И разве не сказала смерть тебе,

что ложе, ожидающее нас,

принадлежит подземью? Я прощаюсь.

Прощанье сверх прощанья.

Никто из умирающих не может

взять больше. Все, что погребут под ним,

моим супругом, все пройдет, растает.

Веди меня: я за него умру».[5]

На первый взгляд может показаться, что такое смещение декораций является поэтической вольностью и носит случайный характер, но при более пристальном рассмотрении мы признаём, что и здесь поэзия обнаруживает свой глубинный источник и подчиняется основополагающим закономерностям. В ходе недавних научных исследований было установлено, что изначально Алкестида являлась богиней и ей было посвящено множество культов.[6] Полное соответствие между современным стихотворением и мифологическим мотивом «невесты смерти» становится очевидным, когда мы узнаём, что Алкестида была Корой-Персефоной, богиней смерти и подземного мира, а её супруг Адмет – это сам неумолимый владыка Аид.[7] Алкестида входила в великий круг ферских матриархальных богинь, что господствовали в Греции в изначальную эпоху. И только в ходе исторического развития богиня становится «героиней», а её божественный супруг – смертным царём Адметом. Это классический случай вторичной персонализации, когда изначально архетипические элементы сводятся к личностному уровню.
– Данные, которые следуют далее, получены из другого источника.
PR #448, opened 2019-06-27
Dashboard: Add openmpi-psmp tester

oschuett:


dev-zero:
what is the reason we're running this stuff as root?

oschuett:
Convenience mostly because one has to `apt-get install` stuff all the time. I guess, we could create a new user during `install_basics.sh` and give it sudo-powers. Then we could run the rest of the Dockerfile as that user.

oschuett:
It's really unfortunately that `OMPI_ALLOW_RUN_AS_ROOT=1` and `OMPI_ALLOW_RUN_AS_ROOT_CONFIRM=1` don't work as advertised.

oschuett:
There also seems to be a memory leak problem. Does anybody want to look into it or should I just switch to psmp?

OndrejMarsalek:
I am not sure I understand the issue. Is there a memory leak in popt but not in psmp?

oschuett:
I think the leaks are in OpenMPI itself. So, we'd need to compile it with debug symbols and then add suppression rules for LeakSanitizer. I'm not sure if it's worth the effort, though. Hence, I switched to `psmp` for now which also tests threading compatibility. However, if you want to further work on this I'm happy to also enable the `pdbg` variant for the OpenMPI toolchain.

mkrack:
Older OpenMPI releases have been full of memory leaks. That was exactly the reason why I changed some years ago from OpenMPI to MPICH for pdbg regression testing, since MPICH has had almost no issues of that kind. So, it seems that not all leaks have been fixed even in the current OpenMPI release.

OndrejMarsalek:
I don't think I have the bandwidth to look into that right now :-/

I was not aware that this is a common issue with OpenMPI. Certainly 4.x is now better in that all the tests pass, at least, but if it is supported by the toolchain at all, perhaps a warning should be printed that there might be memory leaks. I think OpenMPI is quite popular and one should expect people to (want to) use it in production, especially if it is an option in the toolchain.

oschuett:
Ok, then let's stick with `psmp` for the time being. The leaks in MPI libraries are usually benign and we can use the MPICH toolchain to chase down leaks in CP2K.

PR #458, opened 2019-07-07
Refactor collocate / integrate for GPU acceleration

oschuett:


juerghutter:
I started to refactor collocate/integrate routines. I will report on progress soon.

juerghutter:
I have a first version of the collocate routines ready. I was able to partly
factor out the main work routine. It has still about 20 external references, but
most of them a trivial code. This could be a starting point for accelerator programming.

You can find the code in my branch:
https://github.com/juerghutter/cp2k/tree/ACC_COLLOCATE
The file to look at is:
grid_collocate_ref.F

oschuett:
The refactoring by @juerghutter was a great leap! In [qs_collocate_density.F:1811](https://github.com/cp2k/cp2k/blob/b5ddac954f55fa85794d224463af68186a499fe7/src/qs_collocate_density.F#L1811) we can now switch between the old OpenMP and a new simplified reference implementation. It consists of only ~2k lines, mostly in [grid_base_ref.F](https://github.com/cp2k/cp2k/blob/b5ddac954f55fa85794d224463af68186a499fe7/src/grid_base_ref.F) and [qs_modify_pab_block.F](https://github.com/cp2k/cp2k/blob/b5ddac954f55fa85794d224463af68186a499fe7/src/qs_modify_pab_block.F).

The transformations in `qs_modify_pab_block` appear to be stencils. So, maybe we could precompute those on the host and simplify the GPU code?

juerghutter:
I add an initial version of a MiniApp. See the project ColInt on my account.
https://github.com/juerghutter/ColInt

oschuett:
Great! So, should we start to integrate the pieces? I'd propose the following order:

1. Merge the [ACC_COLOCATE](https://github.com/juerghutter/cp2k/commits/ACC_COLLOCATE) branch.  It still needs some [touch up](https://github.com/cp2k/cp2k/pull/458/commits), an input keyword to switch between the different implementations, and add a few regtests.

2. Apply my [refactorings](https://github.com/cp2k/cp2k/pull/526) of the `tast_list` and `rs_distribute_matrix`. I'm also contemplating to replace `pair2int` with normal type fields. 

3. Turn the [miniapp](https://github.com/juerghutter/ColInt) into a unit test.

@juerghutter, should I merge ACC_COLOCATE together with my touch-ups or do you want to do it yourself?

juerghutter:
I think the ACC_COLOCATE branch is not ready for merging. We definitely want to wait until after the next release. Too many shaky changes.

Turning the miniapp into a unit test is certainly a good idea, but has low priority. Main purpose of
the code is to get GPU development going.

oschuett:
I agree that we should hold off with the merge until after the release.

Nevertheless, I would like to reconcile our changes and continue with the C-interface. Since we are both working on the `task_list` we'll need to take turns. So, are you planning any more changes on the `ACC_COLOCATE` branch over the next 2-3 weeks?

juerghutter:
I will not work on this anymore in the near future. I want to see if the GPU code makes progress first.

src/grid_base_ref_c.c
```diff
@@ -0,0 +1,171 @@
...
+                        const int grid_lbound_x,
+                        const int grid_lbound_y,
+                        const int grid_lbound_z,
+                        const int lp,
+                        const int cmax,
+                        const double coef_xyz[(lp+1)*(lp+2)*(lp+3)/6],
+                        const double pol[3][cmax+1][lp+1][2],
+                        const int map[3][2*cmax+1],
+                        const int *sphere_bounds,
+                        double grid[grid_size_z][grid_size_y][grid_size_x]
```
dev-zero: please note that an interface like this requires to build with `-std=c99` (or higher).
Furthermore when looking at other C functions in standard libraries, it seems that the convention is to pass the data first (as `double *`) and then the dimensions.
Also, the `lbound` seems like something which should be handled on the Fortran-side transparently if possible.

src/grid_base_ref_c.c
```diff
@@ -0,0 +1,171 @@
...
+    const int kgmin = sphere_bounds[sci++];
+    for (int kg=kgmin; kg <= 0; kg++) {
+        const int kg2 = 1 - kg;
+        const int k = map[2][kg + cmax];
+        const int k2 = map[2][kg2 + cmax];
+
+        // initialize coef_xy
+        const int n_coef_xy = (lp+1)*(lp+2)/2;
+        double coef_xy[n_coef_xy][2];
+        for (int i=0; i < n_coef_xy; i++) {
```
dev-zero: if going the C99-route, just write: `double coef_xy[n_coef_xy][2] = {0.0};`

oschuett: Unfortunately, this does not to work because C lacks broadcasting:
```
error: variable-sized object may not be initialized
```

src/grid_base_ref_c.c
oschuett: - I added `-std=c99` to the toolchain.
- The dimensions have to be passed before they can be used in a declaration.
- With pointer arguments the bounds are actually passed around as well. And I simply haven't checked yet `grid` always gets allocated with lower bound of 1.

PR #463, opened 2019-07-11
qs_3c_tensors module

pseewald:
This module replaces tensor setup in cubic scaling RPA by more general
methods to build 3-center integral tensors.


pseewald:
@oschuett do you know what's wrong with the CI?

oschuett:
Lauchpad.net was down for a while. As a consequence several job were restarted a few of times, which occupied all machines and led to timeouts of other jobs. For the future #465 should help.

PR #465, opened 2019-07-12
Toolchain: Download all non-Github dependency from cp2k.org

oschuett:
Launchpad.net is down again. Let's reduce the CI's exposure.


dev-zero:
be careful, you have changes in the submodule stashed in this commit

oschuett:
Thanks @dev-zero! I totally missed that.

PR #467, opened 2019-07-12
Set up a NEGF calculation using a single force environment

schulkov:


oschuett:
It seems like the `QS/regtest-negf` directory is not registered in [TEST_DIRS](https://github.com/cp2k/cp2k/blob/master/tests/TEST_DIRS) and therefore ignored by our tests.

PR #472, opened 2019-07-14
Fix minimal arch-file regression tests

schulkov:


oschuett:
Alternatively, you could make `fftw3` a requirement. See e.g. [QS/regtest-ps-implicit-1-1](https://github.com/cp2k/cp2k/blob/master/tests/TEST_DIRS#L69). Nevertheless, you might want to run the two test with different `INTEGRATION_METHOD` to increase coverage.

PR #5782, opened 2026-08-19
Reduce device contention for P100 tests (see #5763)

mkrack:


DCM-Uni-Paderborn:
Thanks for looking into this. The live run suggests that `--maxtasks 8` is too restrictive for this runner: it reduces the job from six to two directory workers, and after about 2.5 hours it had completed only 148 of 489 directories.

It also does not resolve the main `psmp` failure. All nine pseudopotential SIRIUS tests still time out at 400 s and the SIRIUS batch alone takes 3652 s. The same CUDA-enabled SIRIUS 7.11.1 tests finish in 99 s in the toolchain Pascal job, while the CPU Spack job finishes them in 49 s. The relevant configuration difference appears to be the Spack `SIRIUS +memory_pool`/Umpire build; the working toolchain explicitly sets `SIRIUS_USE_MEMORY_POOL=OFF`.

I therefore suggest retaining the existing worker count, increasing the per-test timeout, and testing `SIRIUS ~memory_pool` for the Spack P100 build. This keeps CUDA-enabled SIRIUS and all regtests enabled while addressing the configuration difference instead of making the complete dashboard run several hours long.

mkrack:
Closing this PR in favour of #5792.

PR #5785, opened 2026-08-19
Packit: Use label requirement for copr_build job in PR

Growl1234:


Growl1234:
@LecrisUT Did I do it right? It seems adding label itself doesn't trigger Packit job; if I understand correctly, Packit detect the label only when a commit is pushed or PR is opened, so one might still need `/packit build` if PR is opened before labelled?

LecrisUT:
> Packit detect the label only when a commit is pushed or PR is opened, so one might still need `/packit build` if PR is opened before labelled?

Yes, that might be the case. Don't quite remember the process on that. I've opened an [issue](https://github.com/packit/packit-service/issues/3166) just in case, and I might take that one soon.

You should also add it to the testing-farm job. Don't think the separation of those jobs makes sense now either. You can use `_` key to write the yaml anchors and keep things a bit tidy.

Growl1234:
I'm less sure about putting these PR jobs behind the same label, as a Copr build already spends more than 50 minutes.

oschuett (approved):

Issue #4849, opened 2026-02-17
Failing CUDA P100 tests (ssmp and psmp)


mkrack:
The new spack based CUDA P100 tester [ssmp](https://storage.googleapis.com/cp2k-ci/run-cp2k-spack-ssmp-p100-d43c5fce_report.txt) and [psmp](https://storage.googleapis.com/cp2k-ci/run-cp2k-spack-psmp-p100-8c4fa722_report.txt) show some runtime failures (segfaults) mostly in `src/pw/fft/fftw3_lib.F:1165`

Несомненно, Рильке осознал миф в его персонализированной форме. Но что он создал – точнее, что произошло с ним? Его Алкестида преображается в невесту, более того – она становится невестой смерти, Корой-Персефоной, чья внутренняя драма выходит за пределы личностной сферы, изменяя образ её супруга, царя Адмета. Драма оборачивается диалогом между нею и божеством – богом смерти, как было сказано выше, Адметом Подземным, её истинным супругом. Мифологическая констелляция, сокрытая под слоем сменявших друг друга веков, переживается заново в поэзии. Благодаря поэтическому гению Рильке образ избавляется от искажений, внесённых в него временем и человеческой историей, и вновь всплывает в своей исконной форме из первозданной купели мифа.

В произведении, посвящённом Эвридике, Рильке развивает тему «смерти и девы» в ином ключе. Эвридика уходит из мира мёртвых, Орфей стремится вывести её к жизни и к свету земного бытия, но в своём подлинном бытии, в своей девственности, в этой, по выражению Кереньи, «бутонообразности», — иными словами, в нерушимой «самостийности» своей Эвридика уже принадлежит всей полноте и совершенству смерти.

Ушла в себя. И инобытие
ее переполняло.
Как плод и сладостью и темнотой,
она была полна огромной смертью,
столь непонятной новизной своей.

Она была как в девственности новой,
и в лоно женское был вход закрыт,
как молодой цветок перед закатом,
и даже руки от прикосновений
отвыкли так, что прикасанье бога,
столь тихое, как у поводыря,
мучительным, как близость, мнилось ей.[8]

Таким образом, архетипическое влияние мотива смертоносного брака распространяется от доисторической эпохи матриархата до наших дней: оно прослеживается как в ритуальных жертвоприношениях девственниц, так и в обрядах бракосочетания. Этот мотив также занимает центральное положение в истории Психеи, хотя на первый взгляд он кажется лишь проявлением мести Афродиты.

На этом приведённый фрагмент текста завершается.